Cara Mengatasi Jadi Korban Penjamin Pinjaman Online Tanpa Persetujuan

Penjamin Pinjaman Online
Cara Mengatasi Jadi Korban Penjamin Pinjaman Online Tanpa Persetujuan. Photo by Pexels
Bagikan:
  •  
  •  
  •  
  •  
  •  
  •  
  •  

Waktu baca: < 1 menit

Belakangan ini sedang viral orang yang menjadi korban penjamin pinjaman online tanpa persetujuan.
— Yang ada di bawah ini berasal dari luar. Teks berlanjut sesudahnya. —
PR #195, opened 2023-06-27
support processed_reading fields in note/prefix/suffix templates

mzieg:
We had been expanding {field} templates for note, prefix and suffix fields before the processed_reading was added to the Measurement, which is where many of the fields can come from.


enlighten/measurement/Measurement.py
```diff
@@ -318,6 +315,11 @@ def __init__(self,
             self.timestamp          = datetime.datetime.now()
             self.baseline_correction_algo = spec.app_state.baseline_correction_algo
```
mzieg, line 316: Technically we could have populated plugin_name here, as long as one was connected and enabled.

samiebee43 (approved):

Issue #189, opened 2023-06-21
Analysis.StatsBuffer broken


mzieg:
StatsBuffer plugin no longer draws curves, probably due to these (note different objects):

  File "Z:\code\ENLIGHTEN\enlighten\Plugins\PluginController.py", line 1198, in handle_response
    log.debug(f"found undeclared curve {name}...adding. in_legend={series.get('in_legend', True)}")
AttributeError: 'NoneType' object has no attribute 'get'

  File "Z:\code\ENLIGHTEN\enlighten\Plugins\PluginController.py", line 1198, in handle_response
    log.debug(f"found undeclared curve {name}...adding. in_legend={series.get('in_legend', True)}")
AttributeError: 'numpy.ndarray' object has no attribute 'get'

Also displays this warning in .err:

pluginExamples\Analysis\StatsBuffer.py:152: FutureWarning: Unlike other reduction functions (e.g. `skew`, `kurtosis`), the default behavior of `mode` typically preserves the axis it acts along. In SciPy 1.11.0, this behavior will change: the default value of `keepdims` will become False, the `axis` over which the statistic is taken will be eliminated, and the value None will no longer be accepted. Set `keepdims` to True or False to avoid this warning.

mzieg:
Resolved in #208

PR #208, opened 2023-06-28
Stats plugin

mzieg:
- updated Stats to functional plugin
- improved default plugin plot x-axis

### DIFF
--- a/pluginExamples/EnlightenPlugin.py
+++ b/pluginExamples/EnlightenPlugin.py
@@ -90,7 +90,14 @@ class EnlightenPluginBase:
         """
         in_legend = True
 
-        if x is None: x = np.arange(len(y))
+        if x is None: 
+            unit = self.enlighten_info.get_x_axis_unit()
+            if unit == "nm" and len(y) == len(self.settings.wavelengths):
+                x = self.settings.wavelengths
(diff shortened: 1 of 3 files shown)


mzieg:
Resolves #189.

pluginExamples/EnlightenPlugin.py
```diff
@@ -88,9 +88,19 @@ def plot(self, y, x=None, title=None, color=None):
         @param title plot title, shown in legend
         @param color color of plot line
         """
+        if y is None:
```
samiebee43, line 91: Please move this check to the caller.
I'm planning to support `plot(title="something", color="orange")` as a way to add arbitrary entries to the legend.

It's useful in LocalBaseline where I want to have n lines, but only one legend entry per color:
```
self.plot(title='X', color='red')
for i in range(n):
    self.plot(x=[...], y=[..])
```

samiebee43 (changes requested):
See comment on line 91 of EnlightenPlugin.py

pluginExamples/EnlightenPlugin.py
mzieg: fixed

samiebee43 (approved):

Mereka biasanya dihubungi terus menerus bahkan sampai diancam padahal hanya sebagai penjamin, bukan peminjam.

Apalagi, jika pinjaman online itu berasal dari perusahaan ilegal, akan ada banyak kerugian yang dialami seperti:

  • Telepon tiap hari
  • Dimasukkan dalam grup WhatsApp yang berisi keluarga, kerabat maupun rekan kerja peminjam
  • Diancam sampai pelecehan seksual untuk melunasi utang peminjam
  • Intimidasi dengan kata-kata tidak pantas dan kotor

Kalau sudah begini, tentu akan sangat mengganggu bukan TemanKlik. Nah, jika suatu saat kamu menjadi penjamin pinjaman online tanpa persetujuanmu, ada beberapa hal yang bisa dilakukan.

Berikut ini langkah yang bisa kamu tempuh saat menjadi penjamin pinjaman online tanpa persetujuan yaitu sebagai berikut:

  • Kumpulkan semua bukti teror, ancaman, intimidasi atau pelecehan yang diterima
  • Adukan ke situs resmi OJK di https://konsumen.ojk.go.id/FormPengaduan
  • Biasanya kamu akan diminta untuk dengan datang ke kantor polisi untuk membuat laporan

Baca juga: 4 Cara Melunasi Pinjaman Online agar Tidak Menggunung

Dalam ketentuan yang diatur dalam Peraturan Otoritas Jasa Keuangan (POJK) No.1/POJK.07/2013 tentang Perlindungan Konsumen Sektor Jasa Keuangan, ada kode etik perusahaan pinjaman online yang harus diperhatikan dalam memperlakukan penagihan:

  • Perusahaan aplikasi (pinjaman online) wajib mencantumkan seluruh biaya yang timbul dari pinjaman, termasuk biaya yang timbul di muka (pada saat pinjaman dicairkan), bunga pinjaman, biaya asuransi, provisi, biaya keterlambatan, dan lainnya.
  • Setiap pinjaman mempertimbangkan dan menyesuaikan ekonomi penerima pinjaman untuk pengembalian.
  • Dilarang menagih menagih utang dengan kekerasan, baik fisik maupun mental, termasuk risak-maya dan merendahkan harga diri penerima pinjaman.
  • Kementerian Komunikasi dan Informatika (Kemenkominfo) juga pernah menjelaskan dengan gamblang bahwa persekusi dan penyalahgunaan data pribadi pelanggan melanggar Undang-Undang Informasi dan Transaksi Elektronik (UU ITE) dan Peraturan Menteri Kominfo No.20/2016 tentang Perlindungan Data Pribadi dalam Sistem Elektronik.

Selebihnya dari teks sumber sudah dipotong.